Menurut Anis, periode 1966–1998 di bawah kepemimpinan Soeharto sarat dengan peristiwa yang berkategori sebagai pelanggaran HAM berat. Contohnya seperti peristiwa 1965/1966, penembakan misterius, Talangsari, Tanjung Priok, serta DOM Aceh. Berdasarkan penyelidikan Komnas HAM, seluruh peristiwa tersebut memenuhi unsur pelanggaran HAM berat. Hal ini sesuai UU Nomor 26 Tahun 2000 tentang Pengadilan HAM.
“Penetapan ini tidak hanya mencederai cita-cita Reformasi 1998 yang mengamanatkan pemerintahan yang bersih dari korupsi, kolusi, dan nepotisme. Penetapan sebagai pahlawan nasional mencederai fakta sejarah dari berbagai peristiwa pelanggaran HAM berat yang terjadi masa pemerintahan Soeharto 1966–1998,” ujar Anis dalam pernyataannya, Kamis (11/11/2025).
Anis menilai keputusan tersebut juga berpotensi melukai korban dan keluarganya yang hingga kini masih menuntut keadilan.
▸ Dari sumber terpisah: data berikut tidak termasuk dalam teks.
Issue #438, opened 2024-07-22
Implement resendEndValidatorMessage


cam-schultz:
**Context and scope**
This method is currently unimplemented in the PoC

geoff-vball:
Completed via https://github.com/ava-labs/teleporter/pull/447

PR #447, opened 2024-07-25
Implement resendEndValidatorMessage

geoff-vball:
## Why this should be merged
closes https://github.com/ava-labs/teleporter/issues/438

Also fixes a couple TODOs


contracts/src/staking/StakingManager.sol
```diff
@@ -355,7 +356,18 @@ abstract contract StakingManager is ReentrancyGuard, IStakingManager {
...
+        StakingManagerStorage storage $ = _getStakingManagerStorage();
+        Validator memory validator = $._validationPeriods[validationID];
+
+        require(
+            validator.status == ValidatorStatus.PendingRemoved,
+            "StakingManager: Validator not pending removal"
+        );
+
+        bytes memory setValidatorWeightPayload = StakingMessages.packSetSubnetValidatorWeightMessage(
+            validationID, validator.messageNonce, 0
```
bernard-avalabs, line 368: We are reusing the previous message nonce. Is there any case where we may need to manually set the message nonce? I suppose no additional new messages should be sent after initializeEndValidation.

bernard-avalabs (commented):
Generally makes sense to me.

contracts/src/staking/StakingManager.sol
cam-schultz: The dynamics of this nonce are specified [here](https://github.com/avalanche-foundation/ACPs/tree/main/ACPs/77-reinventing-subnets#setsubnetvalidatorweighttx). Specifically, the `minNonce` associated with the `validationID` tracked by the P-Chain is incremented whenever a `SetSubnetValidatorWeightTx` is accepted. Since this method is only intended to be used when the `SetSubnetValidatorWeightTx` cannot be accepted due to validator churn, it should be safe to reuse the nonce.

contracts/src/staking/StakingManager.sol
```diff
@@ -332,6 +332,7 @@ abstract contract StakingManager is ReentrancyGuard, IStakingManager {
             uptimeSeconds = uptime;
         }
         validator.uptimeSeconds = uptimeSeconds;
+        validator.messageNonce++;
```
cam-schultz, line 335: Is incrementing the nonce here necessary? My understanding is that at this point, `minNonce == 0` for the validation ID, so the resulting `SetSubnetValidatorWeightTx` should be accepted with `nonce = 0`. The nonce should be incremented for any `SetSubnetValidatorWeightTx` that do not exit the validator set.

geoff-vball: That sounds right. After this function is called, no weight adjustments should be allowed, so we shouldn't need to update the nonce.

michaelkaplan13 (approved):

cam-schultz (approved):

Ia menegaskan, gelar pahlawan nasional tidak dapat dijadikan alasan untuk menghapus tanggung jawab atas pelanggaran HAM di masa lalu.
Sebagai contoh, Anis menyebut kerusuhan 13–15 Mei 1998 yang termasuk kejahatan terhadap kemanusiaan sebagaimana tercantum dalam Pasal 9 UU Nomor 26 Tahun 2000, meliputi pembunuhan, penyiksaan, perkosaan, perampasan kemerdekaan, dan persekusi.
“Pemerintah harus berhati-hati dalam memberikan gelar kehormatan, sebab gelar pahlawan seharusnya menjadi teladan bagi generasi bangsa dalam menjunjung nilai keadilan dan juga kemanusiaan,” tegasnya. (Red).